PR #1343, opened 2015-09-08
update queues using optimistic locking with retires

camallen:
update queues respecting stale versions with a retry component. hopefully we won’t see too many re-raised stale object errors in sidekiq but with the combination of retires in code and sidekiq we should get consistent data in the queues.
------------------------
What to work on: Your task is to repeat each line of the material exactly.

Written solution:
PR #1343, opened 2015-09-08
update queues using optimistic locking with retires

camallen:
update queues respecting stale versions with a retry component. hopefully we won’t see too many re-raised stale object errors in sidekiq but with the combination of retires in code and sidekiq we should get consistent data in the queues.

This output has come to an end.